> **EXERCISE INSTRUCTIONS**
Count every line in the data below where the word "https" appears, then state only that count.

[Stored data]
★ ★ ★ ★ ★
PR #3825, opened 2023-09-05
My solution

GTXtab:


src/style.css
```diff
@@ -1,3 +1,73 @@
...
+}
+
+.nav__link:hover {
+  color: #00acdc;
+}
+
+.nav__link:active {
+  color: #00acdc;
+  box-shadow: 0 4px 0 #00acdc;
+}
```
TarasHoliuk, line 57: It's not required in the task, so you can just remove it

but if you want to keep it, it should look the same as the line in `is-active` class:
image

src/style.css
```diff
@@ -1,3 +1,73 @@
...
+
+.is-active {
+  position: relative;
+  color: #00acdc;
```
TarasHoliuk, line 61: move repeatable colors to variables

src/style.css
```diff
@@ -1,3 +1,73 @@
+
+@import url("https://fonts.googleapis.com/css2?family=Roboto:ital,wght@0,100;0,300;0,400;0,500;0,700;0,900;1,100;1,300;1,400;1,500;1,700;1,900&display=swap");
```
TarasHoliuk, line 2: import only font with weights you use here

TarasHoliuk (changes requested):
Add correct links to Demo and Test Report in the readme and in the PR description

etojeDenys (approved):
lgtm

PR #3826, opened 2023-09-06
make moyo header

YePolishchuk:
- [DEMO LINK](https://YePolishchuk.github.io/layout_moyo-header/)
★ ★ ★ ★ ★
> **ANSWER TO THE PROBLEM**
2